Ah - mixed content! But wait ... go on:

dupojdzuasohjwpusjsusojjgsjga<p81>tree</p81>tgkjt<p16><c>overwh</c>ppwugjsqtg<c>elming</c></p16>ithsopatazahtz

So if we imagine the sequence to be the content of an element, say <chromosome_5>, then we observe:

//chromosome_5/p81 => "tree"

//chromosome_5/p16/string-join(c, "") => "overwhelming"

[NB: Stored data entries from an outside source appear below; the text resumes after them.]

PR #1439, opened 2026-06-29
feat: Add live status banner to ui5 serve

matz3:
JIRA: CPOUI5FOUNDATION-1275

**Light Mode:**
image

**Dark Mode:**
image

### DIFF
--- a/packages/cli/lib/cli/commands/serve.js
+++ b/packages/cli/lib/cli/commands/serve.js
@@ -1,10 +1,38 @@
 import path from "node:path";
 import os from "node:os";
-import chalk from "chalk";
 import baseMiddleware from "../middlewares/base.js";
 import {applyProjectConfigOptions, applyWorkspaceOptions, dedupeArray} from "../options.js";
+import {
+	REMOTE_CONNECTIONS_WARNING_LINES,
+	WARNING_STYLES,
+} from "../../serve/remoteConnectionsWarning.js";
 import {getLogger} from "@ui5/logger";
+import Logger from "@ui5/logger/Logger";
+import ConsoleWriter from "@ui5/logger/writers/Console";
+import {getVersion as getCliVersion} from "../version.js";
 const log = getLogger("cli:commands:serve");
+
+// Log levels that fall back to the plain-output path because the live banner
+// cannot represent the level's intent (firehose verbose logging) or because
+// the user has asked for silence entirely.
+const NON_BANNER_LEVELS = new Set(["perf", "verbose", "silly", "silent"]);
+
+// Collects all non-internal IPv4 addresses from the host's network
+// interfaces so the banner can list every reachable URL when the server
+// binds to all interfaces. Returns an empty array if no suitable address
+// is found.
+function findNetworkInterfaceAddresses() {
+	const interfaces = os.networkInterfaces();
+	const addresses = [];
+	for (const name of Object.keys(interfaces)) {
+		for (const iface of interfaces[name] ?? []) {
+			if (iface.family === "IPv4" && !iface.internal) {
+				addresses.push(iface.address);
+			}
+		}
+	}
+	return addresses;
+}
 
 // Serve
 const serve = {
@@ -135,6 +163,28 @@ serve.builder = function(cli) {
 };
 
 serve.handler = async function(argv) {
+	const useBanner =
+		process.stdout.isTTY === true &&
+		!NON_BANNER_LEVELS.has(Logger.getLevel());
+
+	let banner;
+	// Discover network addresses up front so the banner's initial paint can
+	// reserve the correct number of lines for the "Network:" section. Once the
+	// header is painted, swapping placeholder lines for real URLs without
+	// changing the line count keeps the live region from re-flowing.
+	const networkAddresses = (useBanner && argv.acceptRemoteConnections) ?
+		findNetworkInterfaceAddresses() : [];
+	if (useBanner) {
+		const {default: Banner} = await import("../../serve/Banner.js");
+		// Banner takes over all output
+		ConsoleWriter.stop();
+		banner = Banner.observe({
+			brand: {name: "UI5 CLI", version: getCliVersion() || ""},
+			acceptRemoteConnections: !!argv.acceptRemoteConnections,
+			networkAddressCount: networkAddresses.length,
+		});
+	}
+
 	const {graphFromStaticFile, graphFromPackageDependencies} = await import("@ui5/project/graph");
 	const {serve: serverServe} = await import("@ui5/server");
 	const {getSslCertificate} = await import("@ui5/server/internal/sslUtil");
@@ -154,6 +204,23 @@ serve.handler = async function(argv) {
 			snapshotCache: argv.snapshotCache ?? argv.cacheMode ?? "Default", // Use cacheMode as fallback
 			workspaceConfigPath: argv.workspaceConfig,
 			workspaceName: argv.workspace === false ? null : argv.workspace,
+		});
+	}
+
+	if (useBanner) {
+		// Fill in the project + framework section now that the graph has
+		// resolved — the rest of the header still shows placeholders until
+		// the server is bound.
+		const rootProject = graph.getRoot();
+		const frameworkName = rootProject.getFrameworkName?.();
+		const frameworkVersion = rootProject.getFrameworkVersion?.();
+		banner.setProject({
+			name: rootProject.getName(),
+			type: rootProject.getType(),
+			version: rootProject.getVersion(),
+			framework: frameworkName ?
+				{name: frameworkName, version: frameworkVersion} :
+				null,
 		});
 	}
 
@@ -215,27 +282,28 @@ serve.handler = async function(argv) {
 
 	const protocol = h2 ? "https" : "http";
 	let browserUrl = protocol + "://localhost:" + actualPort;
-	if (argv.acceptRemoteConnections) {
-		process.stderr.write("\n");
-		process.stderr.write(chalk.bold("⚠️  This server is accepting connections from all hosts on your network"));
-		process.stderr.write("\n");
-		process.stderr.write(chalk.dim.underline("Please Note:"));
-		process.stderr.write("\n");
-		process.stderr.write(chalk.bold.dim(
-			"* This server is intended for development purposes only. Do not use it in production."));
-		process.stderr.write("\n");
-		process.stderr.write(chalk.dim(
-			"* Vulnerable (custom-)middleware can pose a threat to your system when exposed to the network"));
-		process.stderr.write("\n");
-		process.stderr.write(chalk.dim(
-			"* The use of proxy-middleware with preconfigured credentials might enable unauthorized access " +
-			"to a target system for third parties on your network"));
-		process.stderr.write("\n\n");
+
+	if (useBanner) {
+		banner.setUrls({
+			local: browserUrl,
+			network: networkAddresses.length ?
+				networkAddresses.map((addr) => protocol + "://" + addr + ":" + actualPort) :
+				undefined,
+		});
+	} else {
+		if (argv.acceptRemoteConnections) {
+			process.stderr.write("\n");
+			for (const {text, style} of REMOTE_CONNECTIONS_WARNING_LINES) {
+				process.stderr.write((WARNING_STYLES[style] || WARNING_STYLES.bullet)(text));
+				process.stderr.write("\n");
+			}
+			process.stderr.write("\n");
+		}
+		process.stdout.write("Server started");
+		process.stdout.write("\n");
+		process.stdout.write("URL: " + browserUrl);
+		process.stdout.write("\n");
 	}
-	process.stdout.write("Server started");
-	process.stdout.write("\n");
-	process.stdout.write("URL: " + browserUrl);
-	process.stdout.write("\n");
 
 	if (argv.open !== undefined) {
 		if (typeof argv.open === "string") {
--- a/packages/cli/lib/cli/commands/serve.js
+++ b/packages/cli/lib/cli/commands/serve.js
@@ -2,10 +2,7 @@ import path from "node:path";
 import os from "node:os";
 import baseMiddleware from "../middlewares/base.js";
 import {applyProjectConfigOptions, applyWorkspaceOptions, dedupeArray} from "../options.js";
-import {
-	REMOTE_CONNECTIONS_WARNING_LINES,
-	WARNING_STYLES,
-} from "../../serve/remoteConnectionsWarning.js";
+import {REMOTE_CONNECTIONS_WARNING_LINES} from "../../serve/remoteConnectionsWarning.js";
 import {getLogger} from "@ui5/logger";
 import Logger from "@ui5/logger/Logger";
 import ConsoleWriter from "@ui5/logger/writers/Console";
@@ -293,8 +290,8 @@ serve.handler = async function(argv) {
 	} else {
 		if (argv.acceptRemoteConnections) {
 			process.stderr.write("\n");
-			for (const {text, style} of REMOTE_CONNECTIONS_WARNING_LINES) {
-				process.stderr.write((WARNING_STYLES[style] || WARNING_STYLES.bullet)(text));
+			for (const line of REMOTE_CONNECTIONS_WARNING_LINES) {
+				process.stderr.write(line);
 				process.stderr.write("\n");
 			}
 			process.stderr.write("\n");
--- a/packages/cli/lib/serve/Banner.js
+++ b/packages/cli/lib/serve/Banner.js
@@ -1,0 +1,365 @@
+import process from "node:process";
+import {createLogUpdate} from "log-update";
+import sliceAnsi from "slice-ansi";
+import chalk from "chalk";
+import Logger from "@ui5/logger/Logger";
+import {createInitialState, STATES} from "./state.js";
+import {renderHeader, renderStatusLine} from "./render.js";
+
+// Mirror the level prefixes used by @ui5/logger's default ConsoleWriter so
+// scrolled-back log lines look identical whether or not the banner is active.
+const LEVEL_PREFIX = {
+	warn: chalk.yellow("warn"),
+	error: chalk.bgRed.white("error"),
+};
+
+// Spinner tick interval while in `building` state.
+const BUILDING_TICK_MS = 120;
+
+/**
+ * Live banner for `ui5 serve`. Owns process.stdout while active.
+ *
+ * Subscribes to the @ui5/logger event surface (ui5.log, ui5.build-metadata,
+ * ui5.build-status, ui5.project-build-status, ui5.serve-status, ui5.log.stop-console)
+ * and renders a header + status line as a single live region. As more data
+ * becomes known (project resolved, server bound), the header is repainted
+ * in place — sections that aren't known yet show dim placeholders.
+ *
+ * The actual terminal bookkeeping (wrap-aware erase of the previous frame,
+ * cursor hide/show, screen-row vs. logical-line accounting) is delegated to
+ * the `log-update` package, which counts screen rows after wrap rather than
+ * logical lines — important when warnings exceed the terminal width.
+ *
+ * Lifecycle: {@link Banner.observe} paints the skeleton immediately (brand
+ * only, placeholders for the rest) and attaches the event listeners. Use it
+ * as soon as `ui5 serve` decides it wants a banner — well before the project
+ * graph is built — so the user sees feedback right away. Section setters
+ * ({@link Banner#setProject}, {@link Banner#setUrls}) then update individual
+ * header sections and repaint in place.
+ */
+class Banner {
+	#stdout;
+	#stopped = false;
+	#state;
+	#layout = {projectNameWidth: 0, taskNameWidth: 0};
+	#tickTimer = null;
+	#columns;
+	// Map of build-status: track which project index is next.
+	#projectOrder = [];
+	// `log-update` instance bound to `#stdout`. Owns the live region: every
+	// `#render()` call hands it the full multi-line frame and it diffs against
+	// the previous one, erasing wrap-correctly.
+	#logUpdate;
+
+	// Bound listeners so we can `process.off` them on stop().
+	#onLog;
+	#onBuildMetadata;
+	#onBuildStatus;
+	#onProjectBuildStatus;
+	#onServeStatus;
+	#onStopConsole;
+	#onResize;
+
+	/**
+	 * Paint the banner skeleton immediately (with placeholders for any
+	 * unknown sections) and attach the event listeners. Subsequent section
+	 * setters refine the skeleton in place.
+	 *
+	 * @param {object} [opts]
+	 * @param {WriteStream} [opts.stdout]
+	 * @param {object} [opts.brand]        { name, version } — usually known up front
+	 * @param {boolean} [opts.acceptRemoteConnections] known up front from argv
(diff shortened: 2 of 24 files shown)


d3xter666 (commented):
LGTM

Tried different scenarios with file modifications, deleteions, new files and it seems to be working as expected

packages/logger/lib/loggers/Serve.js
```diff
@@ -0,0 +1,99 @@
...
+		}
+		const level = "info";
+		const hasListeners = this._emit(Serve.SERVE_STATUS_EVENT_NAME, {
+			level,
+			status: "serve-build-done",
+			hrtime,
+		});
+		if (!hasListeners) {
+			// Plain-text fallback for the no-listener path. The banner formats
+			// via pretty-hrtime; this stays inline to avoid pulling a new
```
RandomByte, line 71: Since we use `pretty-hrtime` in other packages, IMHO it would be fine to also use it here - or are there greater concerns?

packages/cli/lib/serve/Banner.js
```diff
@@ -0,0 +1,514 @@
+import process from "node:process";
```
RandomByte, line 1: I'm wondering whether this should be located in the cli package or rather the logger. The `Console` writer is located in the logger package, so I would have expected this to be located there as well. What's the reason to have it in the CLI?

packages/cli/lib/serve/render.js
```diff
@@ -0,0 +1,173 @@
...
+	const lines = [];
+	lines.push("");
+	const brandVersion = brandInfo?.version ? chalk.dim("v" + brandInfo.version) : "";
+	lines.push(`  ${brand(brandInfo?.name || "UI5 CLI")} ${brandVersion}`);
+	lines.push("");
+
+	const localStr = urls?.local ?
+		accent(urls.local) :
+		placeholder("binding…");
+	lines.push(`  ${arrow} ${accentBold("Local:")}    ${localStr}`);
```
RandomByte: If you agree, maybe we can drop the two-space indent. I think we should make full use of the available space and not add padding where it is not really necessary for readability

packages/cli/lib/serve/render.js
```diff
@@ -0,0 +1,173 @@
...
+		}
+	}
+
+	// `acceptRemoteConnections` reflects user intent (the flag was passed), so
+	// the warning is meaningful from the first paint — well before the server
+	// has actually bound to the network.
+	if (acceptRemoteConnections) {
+		lines.push("");
+		for (const {text, style} of REMOTE_CONNECTIONS_WARNING_LINES) {
+			lines.push("       " + (WARNING_STYLES[style] || WARNING_STYLES.bullet)(text));
```
RandomByte: Is it necessary to add such a great indent? Looks a bit odd to be and not really aligned with the general layout

packages/cli/lib/cli/commands/serve.js
```diff
@@ -1,11 +1,39 @@
...
+// Log levels that fall back to the plain-output path because the live banner
+// cannot represent the level's intent (firehose verbose logging) or because
+// the user has asked for silence entirely.
+const NON_BANNER_LEVELS = new Set(["perf", "verbose", "silly", "silent"]);
+
+// Collects all non-internal IPv4 addresses from the host's network
+// interfaces so the banner can list every reachable URL when the server
+// binds to all interfaces. Returns an empty array if no suitable address
+// is found.
+function findNetworkInterfaceAddresses() {
```
RandomByte, line 21: Could we move this to the Banner implementation? It's not clear to me why this needs to happen in the serve command handler. `Banner.observe` receives the _count_ of addresses and only later we provide a list of "network". I feel like these are Banner specific implementation details and all it needs to know from the command handler is whether remote connections are accepted and later the server port (which _could_ also be submitted via `loggers/Serve` and a dedicated event I guess?)

packages/cli/lib/cli/commands/serve.js
```diff
@@ -135,6 +163,28 @@ serve.builder = function(cli) {
...
+	// Discover network addresses up front so the banner's initial paint can
+	// reserve the correct number of lines for the "Network:" section. Once the
+	// header is painted, swapping placeholder lines for real URLs without
+	// changing the line count keeps the live region from re-flowing.
+	const networkAddresses = (useBanner && argv.acceptRemoteConnections) ?
+		findNetworkInterfaceAddresses() : [];
+	if (useBanner) {
+		const {default: Banner} = await import("../../serve/Banner.js");
+		// Banner takes over all output
+		ConsoleWriter.stop();
```
RandomByte, line 177: We only initialized it in middlewares/logger.js, a bit strange to then stop it here again (basically we could have just never started it). Could we initialize the banner in the logger middleware instead?

packages/cli/lib/serve/render.js
```diff
@@ -0,0 +1,173 @@
...
+// Render the status line as a single string (no trailing newline).
+export function renderStatusLine(state, layout = {}) {
+	const label = `  ${chalk.dim("Status")}    `;
+	switch (state.state) {
+	case STATES.INITIAL:
+		return `${label}${chalk.dim("○")} ${chalk.dim(pad("starting"))}`;
+	case STATES.READY: {
+		let suffix = "";
+		if (state.lastBuildHrtime) {
+			suffix = ` ${chalk.dim("·")} ${chalk.dim("built in " + prettyHrtime(state.lastBuildHrtime))}`;
```
RandomByte:
```suggestion
			suffix = ` ${chalk.dim("·")} ${chalk.dim("ready in " + prettyHrtime(state.lastBuildHrtime))}`;
```

It's possible that no build occured

packages/cli/lib/serve/Banner.js
```diff
@@ -0,0 +1,514 @@
...
+		process.off("ui5.project-build-status", this.#onProjectBuildStatus);
+		process.off("ui5.serve-status", this.#onServeStatus);
+		process.off("ui5.log.stop-console", this.#onStopConsole);
+		if (typeof this.#stdout.off === "function") {
+			this.#stdout.off("resize", this.#onResize);
+		}
+	}
+
+	#handleLog({level, message, moduleName}) {
+		// The banner curates `info` away (the status line already represents
```
RandomByte, line 294: Why `info` "curated away" here? It might contain important information (e.g. when installing framework dependencies) that is now only visible with log level verbose.

Maybe there was a misunderstanding here? The build state is not logged automatically if event handlers are registered, so this shouldn't be a concern AFAIK.

packages/cli/lib/serve/Banner.js
```diff
@@ -0,0 +1,514 @@
...
+import {createLogUpdate} from "log-update";
+import sliceAnsi from "slice-ansi";
+import chalk from "chalk";
+import Logger from "@ui5/logger/Logger";
+import {createInitialState, STATES} from "./state.js";
+import {renderHeader, renderStatusLine} from "./render.js";
+
+// Mirror the level prefixes used by @ui5/logger's default ConsoleWriter so
+// scrolled-back log lines look identical whether or not the banner is active.
+const LEVEL_PREFIX = {
```
RandomByte, line 16: Could reuse `writers/Console #getLevelPrefix`

packages/cli/lib/serve/Banner.js
```diff
@@ -0,0 +1,514 @@
...
+			`${levelPrefix} ${message}`;
+		this.logAbove(formatted);
+	}
+
+	#handleBuildMetadata({projectsToBuild}) {
+		this.#projectOrder = Array.from(projectsToBuild);
+		this.#state.totalProjects = this.#projectOrder.length;
+		this.#state.currentProjectIndex = 0;
+		this.#state.currentProjectName = "";
+		this.#state.currentTaskName = "";
```
RandomByte, line 318: It seems like this initialization work is already done in the `serve-building` state handler of the `ui5.serve-status` event. Maybe we don't need to do it again here? It's just a bit hard to understand why it's done twice if that's really necessary.

RandomByte (changes requested):
Some of these we could also tackle in a later follow-up. E.g. moving the implementation into the logger package (if we actually want to do that) is not a top priority for me and might come with extra work since we then need to account for multiple versions of the logger package being in use (which however is a good reason to couple the banner to the Serve-logger implementation)

packages/logger/lib/loggers/Serve.js
matz3: As it's rather the fallback use-case I thought it is not worth adding the dependency also to the logger. But yeah, we already use it, so it would not be overhead.

packages/cli/lib/serve/Banner.js
matz3: My reasons for CLI were:
- It has knowledge about a lot of project, builder, server functionality/data, so it would be the right level as CLI depends on them.
- CLI is currently the only place where we need this, unless we would also want to make it available for API usage, which I think should not be a priority right now.
- "accepting remote connections" warning can easily be shared between the old and the new output, which otherwise would be more complex, and should IMHO not be something known to the logger.

packages/cli/lib/cli/commands/serve.js
matz3: The idea is to separate the data layer from the presentation layer. Banner does not care how the interface addresses are retrieved. But of course, we do not have many different ways, so right now it does not matter where the code lives.
Yes, using events for the data instead of the setters would also be an option. I think it evolved that way, as I initially did not have the placeholders, and only rendered once everything was ready.

packages/cli/lib/serve/Banner.js
matz3: Yes, progress of framework library installation is currently not visible in the banner. I already have a todo note for that, but thought that it would be okay without it in an initial version.

packages/cli/lib/serve/render.js
matz3: Then it would be `● ready    · ready in 1.23 s`. I would then rather drop the `built` or even `built in` completely:

```
Status    ● ready    · in 1.23 s
```
or
```
Status    ● ready    · 1.23 s
```

Or maybe `took` ?
```
Status    ● ready    · took 1.23 s
```

flovogt: @KlattG whats your opinion here?

packages/cli/lib/serve/Banner.js
matz3: We decided to keep the code in cli for now, but with a TODO comment to move it into logger in future. Having it in the cli allows us to move it again without having to deal with incompatible changes.

packages/cli/lib/serve/render.js
KlattG: To keep the message ambiguous in case no build occurred, how about the following:

```
Status    ● ready    · Duration: 1.23 s
```

packages/cli/lib/cli/commands/serve.js
matz3: It is not ideal, but as the current approach does not seem to cause any issues by starting and stopping the ConsoleWriter, we agreed to keep it like that for now.

packages/cli/lib/cli/commands/serve.js
matz3: We agreed to keep it like it is for now, but I added a TODO comment to Banner.js to state that things should be improved in future.

packages/cli/lib/serve/render.js
KlattG: Or maybe even better, how about this?

```
Status    ● ready    · Time elapsed: 1.23 s
```

matz3: We agreed on `took` for now, but I will create a follow-up PR to address some findings, so I will apply any further suggestions in there.

packages/cli/lib/serve/Banner.js
matz3: Will be improved in a follow-up PR.

packages/cli/lib/serve/Banner.js
matz3: Will be improved in a follow-up PR.

packages/cli/lib/serve/Banner.js
matz3: Yes, that's right. The code is currently more defensive to recover from unexpected state changes in which some fields could still be populated. I do not think that it causes much overhead or complicate the code too much, so I would just leave it as it is in this PR, and consider for the follow-up work.

A better improvement would be to have some functions to manage the state, which would then combine for example those 3 lines, which are currently duplicated code.

matz3:
I applied some changes, especially improvements in the rendering (more compact), and using the `figures` packages for unicode symbols with fallback.

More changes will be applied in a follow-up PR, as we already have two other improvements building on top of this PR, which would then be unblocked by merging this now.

The thought experiment provided a pretty accurate image of DNA sequences and their evalution by a living cell. The experiment replaces nucleic acids by latin letters. The nucleic alphabet has only four letters, but the main thing is - it *has* letters, syntactic items, sequences of which constitute semantic units - genes, which are like chemical words. Some interesting facts:

* If we look at the genome of bacteria, we only encounter elements like <p81> - with pure text content (single-level markup).

* If we look at the genome of higher organisms, we encounter also elements like <p16> (so-called "interrupted genes" [1]) - a top-level element containing a sequence of text and simple content elements (two-level markup).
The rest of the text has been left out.